# Poorly trained UK lifeguard 'left girl to die'



## High Speed Chaser (Feb 25, 2010)

"A poorly trained British lifeguard stopped performing CPR on a dying  teenager because she thought she had saved her life, according to  reports."

Source

Sad that something likes this happened.

Just wandering what some people think, especially people from the UK who know the resuscitation guidelines.


----------



## rescue99 (Feb 25, 2010)

High Speed Chaser said:


> "A poorly trained British lifeguard stopped performing CPR on a dying  teenager because she thought she had saved her life, according to  reports."
> 
> Source
> 
> ...



Hmm, breathing certainly implies a pulse. Question is..rate/quality and for how long? Guess the LG forgot to check and recheck her victim. Sad


----------



## Markhk (Feb 26, 2010)

So, in the UK, pulse checks are no longer taught for BLS- even for the healthcare provider. Pt could have been having agonal respirations. 

http://www.resus.org.uk/pages/bls.pdf

I sympathize with the lifeguard. It can be tough to know what dead vs. alive is if  this is the first full arrest you've done and it's nothing like training. 

Personally when I teach, I try to avoid giving scenarios where CPR alone achieves ROSC. The science suggests CPR-only saves (i.e. no defib) is exceptionally small in verified cardiac arrest cases, which is a far cry to some scenarios I see instructors do. (i.e. two minutes of CPR, re-check pulse, wow the pulse is back! Sort of what we see in ER.)


----------



## Melclin (Feb 26, 2010)

We have a similar problem with the dispatching information/call taking. The call taker will ask if the pt is breathing and the caller, in a panic, says yes because they heard an agonal resp 30 seconds ago. 

I think also this highlights the need for emphasizing constant reassessment in CPR training. It seems like this poor girl has heard one breath, decided the pt was breathing and did what she had learned to do in that situation at which point she reached the end of the algorithm she had been taught in her 10 seconds of training and was probably confused as to where to go from there.


----------



## MrBrown (Feb 26, 2010)

Melclin said:


> We have a similar problem with the dispatching information/call taking. The call taker will ask if the pt is breathing and the caller, in a panic, says yes because they heard an agonal resp 30 seconds ago.



Could also highlight the need to put somebody with more than a couple weeks training and no medical knowledge whatsoever above a first aid certificate on the phone.

Oxygenation and ventilation are not the same thing.


----------



## mycrofft (Feb 26, 2010)

*CPR resinstates life in three scnarios:*

1. Very fresh electrocution.
2. Very fresh airway embarassment and it gets dislodged.
3. CPR wasn't necessary in the first place*.

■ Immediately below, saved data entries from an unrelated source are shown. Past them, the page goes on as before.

PR #2353, opened 2023-09-02
feat(lsp): add visual mode code actions

orhnk:
### V-mode code actions

Some LSP servers come with refactoring tools out of the box.
Actions like `move to function` only works in visual mode (e.g rust-analyzer)

I think this feature is generic enough to get added as a visual-mode keymapping
> [!NOTE]
> It's all built-in lsp server

### DEMO

https://github.com/NvChad/NvChad/assets/101834410/c0036e6e-b377-41bb-9b52-a7d122caf075

### DIFF
--- a/lua/core/mappings.lua
+++ b/lua/core/mappings.lua
@@ -240,6 +240,15 @@ M.lspconfig = {
       "List workspace folders",
     },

(*A bystander screaming "He doesn't have a pulse!" fails to qualify as paitent assessment).


----------



## redcrossemt (Feb 26, 2010)

Melclin said:


> We have a similar problem with the dispatching information/call taking. The call taker will ask if the pt is breathing and the caller, in a panic, says yes because they heard an agonal resp 30 seconds ago.



The NAED "Medical Priority Dispatch System" asks callers to count the number of respirations in some amount of time, I think it's 30 seconds, to avoid this.


----------



## MrBrown (Feb 26, 2010)

redcrossemt said:


> The NAED "Medical Priority Dispatch System" asks callers to count the number of respirations in some amount of time, I think it's 30 seconds, to avoid this.



Are you sure? I do not think that was in the AMPDS book that I have read (black one, Principles of MPD or something simmilar from IAEMD) 

Our five key questions are

What is the exact address of the emergency?
What is the phone number you are calling from?
What is the problem, tell me exactly what happened?
Are they conscious? (can select yes/no/unknown)
Are they breathing? (can elect yes/no/uknown)


----------



## Melclin (Feb 26, 2010)

Yeah we use AMPDS and the questioning is along the lines of Brown mentions

What you mention, redcross, sounds like a tremendously good idea.


----------



## LondonMedic (Feb 27, 2010)

Markhk said:


> So, in the UK, pulse checks are no longer taught for BLS- even for the healthcare provider.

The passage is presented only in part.